Start of INFORMATION SHOWN

PR #1451, opened 2026-09-15
perf: optimize VehiclesForAgencyID with realtime index (#762)

### LINKED ISSUE #762: Optimize VehiclesForAgencyID with route-based realtime index

DsThakurRawat:
## Summary

Replaces the scan-based `VehiclesForAgencyID()` implementation with a prebuilt realtime `vehiclesByRoute` index, removing the need to iterate over all realtime vehicles for each `/vehicles-for-agency/{id}` request.

Closes #762. 
*(Re-implements the approach from #763 on top of the new `mergedRealtime` snapshot architecture)*

## Changes

    - Updates `VehiclesForAgencyID()` to union prebuilt route buckets instead of scanning `realTimeVehicles`.
- `internal/gtfs/realtime.go`
    - Adds `vehiclesByRoute map[string][]gtfs.Vehicle` to `mergedRealtime`.
    - Builds `vehiclesByRoute` inside `rebuildMergedRealtimeLocked()`.
    - Indexes only vehicles with `Trip != nil` and non-empty `Trip.ID.RouteID`, matching the old filtering behavior.
    - Updates mock vehicle helpers (`MockAddVehicle`, `MockAddVehicleWithOptions`, `MockAddDuplicatedVehicle`) to keep `vehiclesByRoute` in sync during testing.
- `internal/gtfs/gtfs_manager_test.go`
    - Adds manager-level unit test `TestManager_RebuildMergedRealtime_VehiclesByRoute` covering route bucket union, nil/empty handling, and stale-feed clearing.

## Note on Vehicle Ordering

The returned vehicle slice now reflects map-iteration order across the agency's routes rather than the global `allVehicles` insertion order. This adheres to the API specification (the endpoint returns a vehicle array without ordering guarantees, and handlers build references via keyed maps), but is called out here for reviewers.

## Why

`routesByAgencyID` is already available from static GTFS data. Pairing it with a realtime `route -> vehicles` index moves the filtering work out of the request path and into the existing realtime rebuild path, which aligns with how `alertIdx` and other realtime structures are maintained.

## Validation Passed

- `make test` (all packages passing)
- `make lint`
- `make fmt`

## Summary by CodeRabbit

* **Bug Fixes**
  * Improved vehicle retrieval for agency views by using route-based vehicle associations.
  * Improved consistency when displaying vehicles associated with routes, including data from multiple realtime feeds.
  * Corrected handling of vehicles without trips or route IDs so they are excluded from route-based results.
  * Ensured outdated route vehicle data is removed when realtime information is rebuilt.

* **Performance**
  * Reduced unnecessary filtering during vehicle retrieval, improving efficiency for agency and route lookups.


Ahmedhossamdev (commented):
Looks correct - the refactor preserves the vehicle set that VehiclesForAgencyID returns and reuses the same snapshot pattern as duplicatedVehicleByRoute.

 Two things worth addressing before merge: 
 
 (a) the PR description says "adds robust manager-level tests" but the commit doesn't add any. 
 
 (b) the new vehiclesByRoute build path in rebuildMergedRealtimeLocked has no direct test - the existing handler tests exercise the mock path, not the rebuild path. 
 
 A couple of small nits inline. MockAddDuplicatedVehicle was not updated and now diverges from the production rebuild; not a blocker because nothing currently depends on it, but worth fixing while you're here.

internal/gtfs/gtfs_manager.go
```diff
@@ -613,14 +613,12 @@ func (manager *Manager) VehiclesForAgencyID(ctx context.Context, agencyID string
 		routeIDs[route.ID] = true
 	}
 
-	// Step 2: Acquire real-time lock independently to read vehicles.
-	rtVehicles := manager.GetRealTimeVehicles()
+	// Step 2: Acquire real-time snapshot independently to read vehicles.
+	merged := manager.mergedRealtime()
```
Ahmedhossamdev: The "Step 2" wording is leftover from the two-step version. There's just one step now.

```suggestion
	// Read vehicles for those routes from the current realtime snapshot.
	merged := manager.mergedRealtime()
```

internal/gtfs/gtfs_manager.go
```diff
@@ -613,14 +613,12 @@ func (manager *Manager) VehiclesForAgencyID(ctx context.Context, agencyID string
...
 
 	var vehicles []gtfs.Vehicle
-	for _, v := range rtVehicles {
-		if v.Trip != nil && routeIDs[v.Trip.ID.RouteID] {
-			vehicles = append(vehicles, v)
-		}
+	for routeID := range routeIDs {
+		vehicles = append(vehicles, merged.vehiclesByRoute[routeID]...)
 	}
```
Ahmedhossamdev, line 622: Worth calling out in the PR description that this changes the returned slice's order. The old scan preserved `allVehicles` order; iterating `routeIDs` gives map-iteration order across routes. It doesn't violate the spec and the handler already builds references from maps, but a reader assuming the previous order would be surprised.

End of INFORMATION SHOWN

WHAT IS REQUIRED>
Across these entries, count each line where the string "MockAddDuplicatedVehicle" shows up. Give only the count.

RESPONSE TO THE EXERCISE>
2